### Exercise requirements
Using the records below, filter out every line that lacks "doesn" and copy the rest.

### Data in this exercise
PR #1264, opened 2021-02-09
Suspensions - throw them - don't return them

s-cork:
This is an idea inspired by how React does Suspense.

In react you can cause a Suspense by throwing a promise.
So I thought I'd apply the idea to Skulpt.

I figured this might be advantageous performance wise, because it saves us from doing instances checks at every potential suspending operation.

Since our compile code is already wrapped in a big try catch we can then handle the Suspensions in the catch part.

---

### Compile Example

```python
foo() # lets compile a simple function call
```
would previously be compiled as (not all the compile code just the relevant parts)

```javascript
while (true) {
    try {
        switch ($blk) {
            case 0:
                var $loadname1 = $loc.foo !== undefined ? $loc.foo : Sk.misceval.loadname("foo", $gbl);
                $ret = $loadname1.tp$call([], undefined);
                $blk = 1;
            case 1:
                // resume return from suspension
                if ($ret && $ret.$isSuspension) {
                    return $saveSuspension($ret, "<stdin>.py", 1, 0);
                }
                var $call2 = $ret;
        }
    } catch {
        // handle err
    }
}

```

would now get compiled as
```javascript
while (true) {
    try {
        switch ($blk) {
            case 0:
                var $loadname1 = $loc.foo !== undefined ? $loc.foo : Sk.misceval.loadname("foo", $gbl);
                $blk = 1; // set the next block now since the function call might throw a suspension
                $ret = $loadname1.tp$call([], undefined);
            case 1:
                // resume return from suspension
                var $call2 = $ret;
        }
    } catch {
        if (err instance of Sk.misceval.Suspension) {
            $saveSuspension(err)
        }
        // handle err 
    }
}

```

You can see that we handle the suspension in the catch, rather than checking whether `$ret` is an instance of `Suspension`

---

### Breaking changes

The major change for this api is that you can't call `Sk.misceval.chain` with a value - it must be called with a function since that function might throw a Suspension. The same goes for `retryOptionalSuspensionOrThrow`.

---

### Performance

Fields.py runs 5-10% faster. So not massive but an improvement nonetheless.
And we can probably improve performance further by inlining certain functions as it becomes easier to handle suspensions in compile code since they no longer require instance checks.

---

### Other changes with this PR

I had to adjust anywhere that used `Sk.misceval.chain`/`Sk.misceval.retrySuspensionOrThrow`. 

I also ended up with a bug in import.js because delaying evaluation of `Sk.misceval.chain` led to a self referencing stack overflow 😞 . It was simple enough to fix. But then I got carried away and modernised the `import.js` file.

I also changed the `Suspension` constructor. I didn't like how the resume function wrapped the `child.resume`. There is no example where a suspension doesn't end up overriding the resume function after construction. So I've changed this, and an example of using the constructor can be seen in the final commit as well as in the first commit with `Sk.misceval.chain`, `Sk.misceval.iterFor` and `Sk.misceval.tryCatch`.

---
### Commits

Only the last 4 commits are relevant
commit -3:  main changes to misceval.Suspension api and related functions
commit -2: places I had to adapt skulpt for this api
commit -1: a compile bug and import bug with import modernization
commit 0: use suspension constructor for `promiseToSuspension`

---
### Final Notes

This pr is a draft since I haven't applied the changes to the `debugger` part of skulpt.
(I haven't used the debugger part of skulpt much)

**I'd be interested in whether there was appetite for this change before I finish it.**

This pr is built on #1092. (it would be difficult to put this on master and merge in #1092).


LeszekSwirski:
> I'd be interested in whether there was appetite for this change before I finish it.

I can't really do a full review, but FWIW I like this approach.

acbart:
I was just browsing while I avoided doing the real work I have to do right now. I wanted to comment that not only does this seem really smart from a speed perspective, but I would anticipate a nice boost on compiled file size. One of the major limiting factors for BlockPy has been the size of the compiled files - because I solved my speed problem by just precompiling the bigger libraries. I seem to recall that the suspension checks were contributing a large chunk of space due to their frequent repetition. So I'm very interested in this!

s-cork:
Update: I've worked on this PR and have implemented this throughout the codebase and checked it works in debug mode where all the suspensions are thrown.

@acbart I had a look at code output size. For fields.py master compiles 5500 lines and this branch compiles 5000 lines (of formatted code). 

In addition to the description in this PR I've changed the call signature for Suspension:
```typescript
new Sk.misceval.Suspension(promise: Promise) 
// should resolve/reject to the value to be returned/raised

new Sk.misceval.Suspension(type_name: string)
// creates an optional suspension whose resume function is () => {};
// hook into this suspension type via suspension handlers passed to asyncToPromise
// see compile.js 'Sk.debug' and friends

new Sk.misceval.Suspension(resume: () => any, child: Suspension)
new Sk.misceval.Suspension(resume: () => any, child: Suspension, locals: any)
// the locals attribute is attached to this suspension and not copied to children
// example usage in Sk.misceval.chain, Sk.misceval.iterFor, Sk.misceval.tryCatch
// and $saveSuspension in compile.js
```
The `data` attribute is still there but its implementation is abstracted away internally.
I've updated the calls internally to reflect this change which cleans up its usage.


I've also added a `ChainBreak` class. Similar to `Break`. This allows for an early return from a long series of chained functions. I've shown a couple of examples of its usage in the codebase.


regarding `Debugger.js` It doesn't look like it currently works on master (the codemirror implementation that used it has since disappeared from the codebase - #913). So i've added a note to say as much. I don't know how much usage it has in the skulpt community? I can pick it up in this PR if it's a problem for merging this branch but it might be best left to someone who has a vested interest in improving it/re-implementing it.

Issue #1263, opened 2021-01-29
api for Sk.builtin.func


s-cork:
With minifiers func names are often lost and so

```javascript
mod.foo = Sk.builtin.func(function foo(self) {
    return Sk.builtin.none.none$;
})
```
loses its name under minification and then the end user printing `foo` gets `<function <native JS>>`
And with modern javascript arrow functions don't have a name property anyway. 

Currently to guarantee a name (or other useful code object parameters) you might do

```javascript
function foo(self) {
    return Sk.builtin.none.none$
}
foo.co_name = new Sk.buitin.str("foo")
mod.foo = new Sk.builtin.func(foo)
```
But this api isn't particularly pleasing to write.

An easy win might be something like this

```javascript
mod.foo = new Sk.builtin.func({
    code: (self) => Sk.builtin.none.none$,
    co_name: new Sk.builtin.str("foo"),
    ...
});

```

This api has the advantage of being a 1 line change in `func.js` that doesn't break existing code.
Being able to encapsulate a code obj entirely inside the call to the func constructor might be a preferred api for some. 

```javascript
Sk.builtin.func = function (code, ...) {
    ...
    this.func_code = code.code || code;
    ...
}
```

Just an idea! It's come up in #1014 and #1261 so thought it worth raising as a discussion point

PR #1265, opened 2021-02-17
Partial docstring support (post #1092)

bennorth:
Give `__doc__` attribute or property to functions, methods, classmethods, classes, and modules.

Simpler replacement for #1261, based on machinery added by #1092.

I'm not fully sure about 5f983e3.  It assumes that the passed-in `code.$doc`, if present, is already a Python object.  Should the code assert that `code.$doc`, if not `undefined`, is either a Python string or `None`?  Should it allow a JavaScript string, and convert to a Python string on construction of the `builtin.func`?  Those might be questions for a separate PR, and are related to #1263.

### DIFF
--- a/src/function.js
+++ b/src/function.js
@@ -34,7 +34,7 @@ Sk.builtin.func = Sk.abstr.buildNativeClass("function", {
 
         this.$name = (code.co_name && code.co_name.v) || code.name || "<native JS>";
         this.$d = Sk.builtin.dict ? new Sk.builtin.dict() : undefined;
-        this.$doc = code.$doc;
+        this.$doc = code.co_docstring || Sk.builtin.none.none$;
         this.$module = (Sk.globals && Sk.globals["__name__"]) || Sk.builtin.none.none$;
         this.$qualname = (code.co_qualname && code.co_qualname.v) || this.$name;
 
--- a/src/function.js
+++ b/src/function.js
@@ -129,6 +129,12 @@ Sk.builtin.func = Sk.abstr.buildNativeClass("function", {
             $get() {
                 return this.$doc;
             },
+            $set(v) {
+                // The value the user is setting __doc__ to can be any Python
+                // object.  If we receive 'undefined' then the user is deleting
+                // __doc__, which is allowed and results in __doc__ being None.
+                this.$doc = v || Sk.builtin.none.none$;
+            },
         },
     },
     proto: {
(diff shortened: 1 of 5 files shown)


src/function.js
```diff
@@ -34,7 +34,7 @@ Sk.builtin.func = Sk.abstr.buildNativeClass("function", {
 
         this.$name = (code.co_name && code.co_name.v) || code.name || "<native JS>";
         this.$d = Sk.builtin.dict ? new Sk.builtin.dict() : undefined;
-        this.$doc = code.$doc;
+        this.$doc = code.$doc || Sk.builtin.none.none$;
```
s-cork, line 37: I don't mind this - I actually prefer what had before - e.g. `co_docstring` just because it feels more inkeeping with other `co_*` objects.

so
```javascript
this.$doc = code.co_docstring || Sk.builtin.none.none$;
```

context: I think this was a place holder and was similar to the `sk_method` api. But the apis are separate so they can deviate here.

src/function.js
```diff
@@ -127,7 +127,7 @@ Sk.builtin.func = Sk.abstr.buildNativeClass("function", {
         },
         __doc__: {
             $get() {
-                return new Sk.builtin.str(this.$doc);
+                return this.$doc;
             },
```
s-cork, line 131: we should add a `$set`

```javascript
$set(v) {
    this.$doc = v; // can be an arbitrary python object
}
```

And perhaps a test.
You should be able to set the `__doc__` in python for any function.
Note that the `__doc__` of a method is readonly

```python
class A: 
    def foo(self): 
        "docstring" 
                                                                
A.foo.__doc__ = 'bar'                                                  
A.foo.__doc__                                                          
#'bar'

a = A()                                                                

a.foo.__doc__ = 'baz' 
# AttributeError: attribute '__doc__' of 'method' objects is not writable
# this is already implemented

A.foo.__doc__ = 1 # can be arbitrary
```

s-cork (approved):
a couple of suggestions but lgtm

src/function.js
bennorth: Good idea.  I've added the code you suggest, and also some tests based on your examples.

src/function.js
bennorth: Happy for it to be `co_docstring`.  I've updated the PR and force-pushed.

Issue #1022, opened 2020-02-09
Outdated NPM package


gda-gp:
Noticed the NPM package is very outdated with the last publish 3 years ago.

https://www.npmjs.com/package/skulpt

Any plans for an updated package?

albertjan:
@daluege are you the same that published this package? If so? Would you like to transfer ownership of this package so we can update it?

gda-gp:
@albertjan could be worth going through the official channels of an abandoned package so you can keep it up to date:

https://www.npmjs.com/policies/disputes

```
    Get the author email with npm owner ls <pkgname>
    Email the author, CC support@npmjs.com
    After 4 weeks, if there's no resolution, we'll address it.
```

Being able to install with npm would simplify the dependency management for everyone.

albertjan:
I'll try

timmartin:
Is there any update on this? I'm getting security errors when I import the package due to old dependencies, it would be nice to sort this out.

albertjan:
@timmartin @gda-gp I've emailed npm and @daluege so please bear with us a little longer.

albertjan:
I've got access to the npm package :tada:

albertjan:
How are you all using the package? Are you importing files from `src/` or are you importing built files from `/dist`?

gda-gp:
I import the built files from /dist.

albertjan:
@skulpt/committers @gda-gp @timmartin what shall we do here? publish 1.0.0 and then publish a new version of master? 

I'd like to publish 1.0.0 because that's also published everywhere else.

timmartin:
I'm not a maintainer, but for my money given there's already a v1.0.0 tag that people may have been using, it would make sense to publish from that tag as v1.0.0 on NPM. I suppose it doesn't greatly matter since the only people using the NPM dist will be stuck on an old version anyway, so they can just as easily upgrade to 1.1.0 or whatever.

albertjan:
That was my plan @timmartin 😄

albertjan:
published 🎉 without dependencies this time 😄 we'll have to work on our deployment/release documentation and process

vthommeret:
This could be user error, but I was previously (5 days ago) able to `npm install skulpt` and import skulpt but now I'm getting `Module not found: Can't resolve 'skulpt'` with `import skulpt from 'skulpt'`.

Based on this issue it seems like I was maybe getting an older version? It was pinned to:

`"skulpt": "^0.11.1",`

[...]

PR #1266, opened 2021-02-18
Update the version number in package.json to 1.2.0

timmartin:
There's a tag for v1.2.0, but this hasn't been updated in the `package.json`. I think we should update this and then push an updated version to the NPM registry.


albertjan:
Hey @timmartin @s-cork should we reintroduce the main.js from the original npm package? So we can do:

```
const Sk = require('skulpt');
Sk.configure()
```

instead of:

```
require('./dist/skulpt.min.js');
require('./dist/skulpt-stdlib.js');

Sk.configure();
```

albertjan:
See this comment: https://github.com/skulpt/skulpt/issues/1022#issuecomment-636905598

s-cork:
@albertjan seems sensible to me

albertjan:
@timmartin can you add the `main` field  in the package.json https://docs.npmjs.com/cli/v7/configuring-npm/package-json#main and add a `main.js` in the root that has:

```
require('./dist/skulpt.min.js');
require('./dist/skulpt-stdlib.js');

module.exports = Sk;
```

timmartin:
Good suggestion, that will fix a major pain point I encountered when I first tried to import the library.

FWIW this PR is showing up as being an outdated branch, because I pulled the branch for this change from the `1.2.0` tag. That seemed like the most sensible thing to do because I'd expect the 1.2.0 release on NPM to include only the changes in the 1.2.0 tag and not further changes on `master` since. But if that makes the merge and deploy untidy I can rebase onto master and we can just live with the inconsistency.

albertjan (approved):

bnmnetp:
If we are going to do a new release wouldn't we want to have #1092 as a part of it??  Maybe we should just do a new tag.

timmartin:
I'm not intending this to be a new release, I'm hoping to get the release we already have made (1.2.0) into the NPM registry so that NPM users can have access to it.

camilstaps:
@bnmnetp @albertjan is anything blocking updating the npm package right now? The outdated version there can be confusing (https://github.com/skulpt/skulpt/issues/1281).

bnmnetp:
I'm happy to merge this.... But I think I missed the memo on what we need to do to update npm.

Would be nice to create a workflow for that piece.

timmartin:
Someone with the necessary credentials needs to run `npm publish`. If we want, this can be done automatically from GitHub actions - I've got [a configuration file here](https://github.com/timmartin/skulpt/blob/scoped_package/.github/workflows/deploy.yml) that does the necessary deploy on any tagged git commit for my private version of Skulpt; we could do the same with mainline if we want.

camilstaps:
@albertjan sorry for troubling you again, but do you think you could run `npm publish` (seeing as you published 1.0.0)? It would be great to have a more recent version in the repository.

albertjan:
Done deployed master as 1.2.0 (soz @s-cork should I republish it as 1.3.0?). Thing's I've learned:

- we need to think about what we want to add to the package and add them to the `files` in package.json
- we need to remove `private: true` from package.json
- we need a command to build minified and non minified versions

What you have to do now:

- build dev and prod builds put them in `dist/`
- remove `dist/` dir from .gitignore
- remove `private: true` from package.json
- publish it

camilstaps:
Thanks!

PR #1268, opened 2021-02-18
fix a bug with richcompare inheritance and reflected number slots

s-cork:
This is a bug that i tried to fix but didn't fix and have now fixed.
It didn't quite make it to #1092 but it was on my local branch

Refelected number slots work differently to reflected compare slots for subclasses - which is the core of the bug

Some code snippets to highlight python intricacies addressed by this pr.
```python
class A:
  def __add__(self, other):
    return 4
  def __radd__(self, other):
    return 5

class B(A): pass

a = A(); b = B()
>>> a + b
4 
# we only take the __radd__ slot if the subclass has actually overridden it
>>> B.__radd__ = lambda self, other: 6
>>> a + b
6 
# B has overridden the reflected add slot so it takes priority
# this is correct on master
>>> del B.__radd__
>>> A.__add__ = lambda self, other: NotImplemented
>>> a + b
5 
# this is the bug fix in this pr
```
The first bug fix is very niche - if the subclass does not override the reflected slot, and the superclass returns `NotImplemented` the reflected slot of the superclass should be called.

RichCompare
```python
class A:
  def __lt__(self, other):
    return True
  def __gt__(self, other):
    return False

class B(A): pass

a = A(); b= B();

>>> a < b
False 
# even though the subclass does not override gt it still takes priority
# this is different behavior to __radd__ slot above
```
reflected richcompare slots behave differently to reflected number slots.
I misunderstood this and this pr fixes that mistake.


meredydd (commented):
Niche, but looks correct.

This looks good, just needs a test! You have test cases in the PR body - stick 'em in a `test_xxx.py` and call it a day.

albertjan (approved):

PR #1270, opened 2021-02-20
Simple workflow to run unit tests

bnmnetp:
This adds a workflow to run our unit tests and would allow us to remove Travis-CI.

Thanks to @timmartin for the test.yml file.

- [x] update README to add a badge.
- [ ] post accept update the protections on master to use this workflow instead of Travis.

The only real change to the repo is that we will add the package-lock.json file, which is recommended practice anyway, to the repo.

### DIFF
--- a/.github/workflows/test.yml
+++ b/.github/workflows/test.yml
@@ -1,0 +1,18 @@
+name: unit-test
+on:
+  push:
+    branches: "*"
+    tags-ignore: "v*"
+jobs:
+  unit-test:
+    runs-on: ubuntu-latest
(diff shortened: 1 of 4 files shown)


bnmnetp:
It would be a nice addition if there was a way to create a workflow that updated our docs branch with a new version of skulpt.* after each merge to master.

bnmnetp:
I don't think this requires much review.  Any @skulpt/committers have any objections?  If not I'll plan to merge this on Monday.

s-cork (approved):

PR #1273, opened 2021-02-26
fix a typo for max errors

s-cork:
Small change - a couple of typos in the error messages for the max function


bnmnetp (approved):

s-cork:
@bnmnetp do we know why the unit-test hasn't completed here?

rixner:
This seems trivial enough to merge, but I don't want to set the precedent of merging when the checks haven't completed.  But, it seems safe to say that if they haven't completed in 18 days, they are not going to.  Does anyone have any insight into what's going on?

PR #1274, opened 2021-02-27
Minor bugs in stdlib

s-cork:
I ran our stdlib through google closure compiler and here's the bugs it picked up and the resulting changes.

Mostly it was undeclared variables.

The diff looks big for `model.js` but that's because it needed to do an import on the first line since `webgl` was undeclared and should have been imported... that meant everything was indented incorrectly from then on...


meredydd (approved):
Yeah, these are all Good Changes. Lots of little stuff (some obvious bugs, some JS correctness)

PR #1279, opened 2021-03-16
Fix resume from yielding

rixner:
Currently, if the yieldLimit is set and you yield from a deeply nested long running function, state may be lost.

The situation occurs when you resumqe from a yield. At that point, each Python function resumes it's children.  However, if one of those children exceeds the yield limit again before returning, it will return an Sk.yield suspension.  That gets stored in ```$ret``` in ```$wakeFromSuspension```.  The code then enters the main while loop, where it detects that it is past the yield limit.  At that point, it creates a *new* yield suspension (throwing away the suspension currently stored in ```$ret```) and returns that.  This will occur all the way back up the chain.  When you try to resume again, all state is lost.

This pull request simply guarantees that you will run through the while loop body once after waking from a suspension, thereby guaranteeing that ```$ret``` is dealt with correctly.  I feel that this is the smallest perturbation to the code that fixes the issue.

You can see the problem by setting a relatively short ```yieldLimit``` in the Skulpt configuration and running the following program:

```
def one():
    for i in range(1000):
        two()

def two():
    for i in range(100000):
        print(i)

one()
```

### DIFF
--- a/src/compile.js
+++ b/src/compile.js
@@ -224,12 +224,13 @@ Compiler.prototype.outputInterruptTest = function () { // Added by RNL
             output += "if ($dateNow - Sk.execStart > Sk.execLimit) {throw new Sk.builtin.TimeLimitError(Sk.timeoutMsg())}";
         }
         if (Sk.yieldLimit !== null && this.u.canSuspend) {
-            output += "if ($dateNow - Sk.lastYield > Sk.yieldLimit) {";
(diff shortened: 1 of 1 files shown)


s-cork (approved):
lgtm - also seems to fix a problem I faced the other day: trying to stop the execution of a function that continues to call itself.

Issue #912, opened 2019-06-19
Fresh build triggers deprecation errors with nmber?


acbart:
I just cloned a new fork of Skulpt and tried to build a fresh copy:

    > git clone .../skulpt
    > cd skulpt/
    > npm install
    > npm run build

This triggered a bunch of build errors, apparently related to the deprecation of the nmber module. I've attached the log.

Is there some other way I should be building the library? For reference, this is on Windows.

[skulpt_nmber_error.log](https://github.com/skulpt/skulpt/files/3306316/skulpt_nmber_error.log)

acbart:
I believe the offending line of code is from time.js: https://github.com/skulpt/skulpt/blob/master/src/lib/time.js#L265

Perhaps uncovered/caused by the work being done over there. Changing the relevant line to:

    mod.accept2dyear = Sk.builtin.assk$(1, Sk.builtin.int_);

seems to have fixed it. It's taking a *long* time to do my build, however, so I will have to let you know. I think I'm past 10 minutes now?

acbart:
Ah, this is happening with build, but not devbuild. I'm guessing we're not there yet with the new version?

albertjan:
this doesn't happen for me what version of node are you on?

albertjan:
Travis runs all builds fine.

bnmnetp:
@acbart -- maybe a windows thing going on.  build, and diet run fine on macOS.  A clean install on a fresh DO droplet works fine as well.  As @albertjan points out our Travis-CI builds use the same build infrastructure and they are all passing.

acbart:
My node was 6.10.1, so super out-of-date. After updating, I'm now on 12.4.0, but it's still causing the same issue.

albertjan:
@acbart can you remove your `node_modules` and reinstall?

acbart:
Still seems to be present after removing node_modules and reinstalling. 

Just to let myself move forward, I removed number.js from the main.js, got rid of its remaining references in time.js, processing.js, and env.js, and deleted the file. That seems to have either caused or uncovered a new, more cryptic error:

    ERROR in Unexpected token u in JSON at position 0

I've attached the log, will continue to investigate.

[skulpt_unicode_u_error.log](https://github.com/skulpt/skulpt/files/3306588/skulpt_unicode_u_error.log)

acbart:
[...]

PR #1285, opened 2021-03-29
Use google closure compiler for the stdlib

s-cork:
This pr aims to use the closure compiler to build the stdlib.
We currently only minify and so we have ended up with a stdlib that is not es5 compliant despite a build option for it.
I've removed the `prebuild` hook since we no longer use it

**In addition:**
I have also added a function call in the `postbuild` hook that will convert constructors in `skulpt.min.js`
```javascript
Sk.builtin.str=Sk.abstr.buildNativeClass("str": {constructor: function() {}})
// becomes
Sk.builtin.str=Sk.abstr.buildNativeClass("str": {constructor: function str()...
```

There's no compilation option to achieve this with google closure compiler (there are some issues related to this on their github page). 
Having the anonymous function can be annoying in production when you're debugging in the console since all the objects are displayed as `constructor`. The latter version means that you can see the types easily in the console e.g `str`.

**Downsides to this pr:**
- doing a full build on the stdlib is (significantly) slower than before

I've added a compile option `npm run compile array.js`
This should help someone fixing compilation issues when developing a single file in the stdlib.

**Possible extensions to this pr:**
- remove babel-minify as a dependency

The relevant commit is the final commit in this pr. The penultimate commit is #1274
It builds on top of #1274 since the changes there were required to pass the compilation in this pr

Would close #1232


rixner:
I'm not in favor of using the closure compiler for this.  I've actually been looking at whether we can/should remove the closure compiler altogether from our build process.  The closure compiler does three things:

1. Type checking
2. Optimization/minification
3. Transpilation to the desired language level

When combined with webpack, this is slow.  And we're not really taking advantage of 2.  We're really just doing minification and not optimization.  The power of the closure compiler is in the advanced optimizations, which we are not using (and are not likely to use, given the constraints it places upon the code for correctness).  This tool chain also introduces problems for some people on some platforms (#912, for example).  Given that we aren't really getting all of the advantages of the closure compiler, I'm not really convinced it is the best tool for the job.

As a proof of concept, I have a version of skulpt that uses [esbuild](https://esbuild.github.io/) for bundling/minification.  Instead of taking 7 seconds on my machine using webpack/closure, esbuild takes 37ms to bundle.  The bundle is 2kb smaller and has equivalent runtime performance.  The issue, though, is that I think esbuild is too immature at this point to use for Skulpt, and it cannot go down to es5 (es6 seems to be the lowest it will go).  And the question is whether we can get an alternate type checking solution working (I will point out, though, that we went years with our type checking completely disabled and no one noticed - not that we should repeat that mistake, but...).

So, I favor looking for another overall solution for the project, rather than letting the closure compiler creep in further.

s-cork:
@rixner I'm all in favour of another solution. I do think that any solution should have an es5 option that does the transpiling and polyfilling. Unless we decide to officially discontinue support for ie11.

Esbuild looks interesting! I've also explored rollup with skulpt which seemed promising. 

I'll leave this pr open until a better option comes along or I get a chance to play with other build options.

rixner:
@s-cork I agree that we need to keep es5 capability unless/until we all agree to drop it.  For the record, I no longer care about it and target es2015 exclusively (I'm not yet ready to go more recent than that, though).

My point was less about using esbuild, though I do find it interesting and am using it quite happily on some other projects, and more about the fact that I think there are likely better solutions for Skulpt than webpack/closure.  If type checking still isn't enabled with closure, that's yet another strike against it in my mind.  Can't we just use babel to transpile both the core and the libraries, then, to whatever language version we want?

rixner:
I've been looking at [swc](https://swc.rs/).  It is also fast and seems like it is largely a drop in replacement for babel.  Perhaps it can be used directly on the stdlib?  It's not a bundler, though, so if we were to use it on the core, we'd still need webpack (or esbuild or rollup or whatever bundler), but could potentially integrate with swc to produce acceptably transpiled output?  swc does seem to have a companion bundler (spack), but the documentation for it is less than sparse...

Perhaps once esbuild hits a 1.0 release, the combination of esbuild/swc would massively speed up the build pipeline?  We don't really need/use the massive flexibility of webpack.

I'm not sure how good the code that swc outputs is, though...

s-cork:
closing this - there's a wider discussion here. And this pr isn't in the right direction.

PR #189, opened 2016-07-11

traud:


paulej:
Looks good to me.

pabuhler:
probably not on the throttle

paulej:
Similar to #190, can we close this one?

traud:
Mhm. When I read the discussion in Pull Request #190 – which I understood there for `2_0_x_throttle` – why am I asked this question here in the `1_5_x_throttle` as well?

paulej:
It would be reasonable to comment in each PR.  We could incorporate that PR here, but usually only security fixes go into the throttle for older releases.

However, this one is pretty straightforward. Maybe the team should discuss again.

### Result for this exercise
I also changed the `Suspension` constructor. I didn't like how the resume function wrapped the `child.resume`. There is no example where a suspension doesn't end up overriding the resume function after construction. So I've changed this, and an example of using the constructor can be seen in the final commit as well as in the first commit with `Sk.misceval.chain`, `Sk.misceval.iterFor` and `Sk.misceval.tryCatch`.
regarding `Debugger.js` It doesn't look like it currently works on master (the codemirror implementation that used it has since disappeared from the codebase - #913). So i've added a note to say as much. I don't know how much usage it has in the skulpt community? I can pick it up in this PR if it's a problem for merging this branch but it might be best left to someone who has a vested interest in improving it/re-implementing it.
This api has the advantage of being a 1 line change in `func.js` that doesn't break existing code.
I'm not a maintainer, but for my money given there's already a v1.0.0 tag that people may have been using, it would make sense to publish from that tag as v1.0.0 on NPM. I suppose it doesn't greatly matter since the only people using the NPM dist will be stuck on an old version anyway, so they can just as easily upgrade to 1.1.0 or whatever.
this doesn't happen for me what version of node are you on?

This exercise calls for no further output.